Data Analytics — Distribution over Time

Project 3: Temporal Distribution in Distance Learning Courses

This project is part of the University wide Experimental Teaching and Learning Analytics group organized by Northwestern Information Technology.


  • Visualize the geographical distribution of Distance Learning students


Findings listed here are based on MSGH courses offered in Fall 2015:

  • MSGH 405 — Shannon Galvin
  • MSGH 408 — Chad Achenbach
  • MSGH 417 — Michael Diamond
  • MSGH 427 — Sharon DeJoy
  • MSGH 452 — Suzen Moeller

These courses were chosen in part because this small set represents a complete program.  We also knew beforehand that these courses included non-US students.


Temporal Distribution

As we can see from our analysis of geographical distribution, MSGH students are active from all over the globe. Overall, however, most of the traffic in MSGH courses takes place between late morning and late evening, Chicago time:
Time Distribution, Student Access

This graph shows hits from students for each hour of the day during the fall as seen from the Central Time Zone, taking Daylight Savings Time into account. In other words, we see the temporal distribution of student hits from the point of view of a teacher located in Chicago.
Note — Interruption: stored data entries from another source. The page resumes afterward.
PR #792, opened 2021-11-17
Fix failing build

evanxg852000:
### Description
Closes https://github.com/quickwit-inc/quickwit/issues/761
Reason of the failure: https://github.com/alexcrichton/cmake-rs/issues/131

Added convenience make commands in the meantime. You need to install [cross](https://github.com/rust-embedded/cross)
- `make build-x86_64-unknown-linux-gnu`
-  `make build-aarch64-unknown-linux-gnu`
-  `make build-x86_64-unknown-linux-musl`

### How was this PR tested?
Run the build on CI

### DIFF
--- a/Makefile
+++ b/Makefile
@@ -38,7 +38,7 @@ IMAGE_TAGS = x86_64-unknown-linux-gnu aarch64-unknown-linux-gnu x86_64-unknown-l
 
 .PHONY: cross-images
 cross-images:
-	for tag in ${IMAGE_TAGS}; do \
+	@for tag in ${IMAGE_TAGS}; do \
 		docker build --tag quickwit/cross:$$tag --file ./build/cross-images/$$tag.dockerfile ./build/cross-images; \
 		docker push quickwit/cross:$$tag; \
 	done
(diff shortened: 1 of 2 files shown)


evanxg852000:
@fmassot when running a build with `--features release-feature-set`, you will need a CMake  >= 3.12.1 .

Makefile
```diff
@@ -42,3 +42,17 @@ cross-images:
 		docker build --tag quickwitinc/builder-$$tag --file ./build/cross-images/$$tag.dockerfile ./build/cross-images; \
 		docker push quickwitinc/builder-$$tag:latest; \
 	done
+
+
+# TODO: To be replaced by https://github.com/quickwit-inc/quickwit/issues/237
+.PHONY: build-x86_64-unknown-linux-gnu
```
guilload, line 48: I think I'd like `make build ARCH=x86_64-unknown-linux-gnu` better? The default value could be that of the hosts' arch. WDYT?

guilload (approved):

Makefile
evanxg852000: I think this is better, because I also felt someone always has to look this up and since this can be a good default `ARCH=x86_64-unknown-linux-gnu` let's go your option

fmassot (approved):

Makefile
evanxg852000: @guilload  I settled with `TARGET` instead of `ARCH` as the former is what we are actually referring to here.

guilload: Yeah, `TARGET` is great.

guilload:
One last thing, for `make fmt`, we display a nice error message if the nightly toolchain is not installed. Can we do the same for `cross`?

Makefile
```diff
@@ -42,3 +42,14 @@ cross-images:
...
 		docker push quickwit/cross:$$tag; \
 	done
+
+# TODO: to be replaced by https://github.com/quickwit-inc/quickwit/issues/237
+TARGET ?= x86_64-unknown-linux-gnu
+.PHONY: build
+build:
+	@echo "Building binary for target=${TARGET}"
+	if [ "${TARGET}" = "x86_64-unknown-linux-musl" ]; then \
+        cross build --release --features release-feature-set --target ${TARGET}; \
```
guilload, line 52: nit: can you fix the indentation?

evanxg852000: Just wondering what could be the origin of this, my local branch is fine and git says it's in sync with remote. 🤔

guilload: Maybe it's the GitHub rendering. Don't worry too much about it.

evanxg852000: It was my vscode, not Gihub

The relatively even distribution of student access times throughout the day and evening, including the workday, is interesting. Although many MSGH students are employed, it does not appear to be the case that they are doing all their work in the evening. Rather, they are finding time during the course of the day for their coursework, as well as in the evening. There is a dropoff from midnight to early morning Chicago time, but hits are still coming in; this traffic may mostly be non-US.

Next steps

  • Break student access down into day of week
  • Look at US and non-US access times
  • Look at the time distribution based on students’ local times.
  • Look at time variance for individual students. Do individuals tend to work at the same time every day or does it change?
  • Look at changes in access frequency and behavior in light of the course syllabus, especially when assignments or assessments are due
  • Look at how many students are enrolled in multiple MSGH courses simultaneously. Do students enrolled in multiple courses tend to bunch their work (do they log in and work in all courses during a single session) or do they distribute it?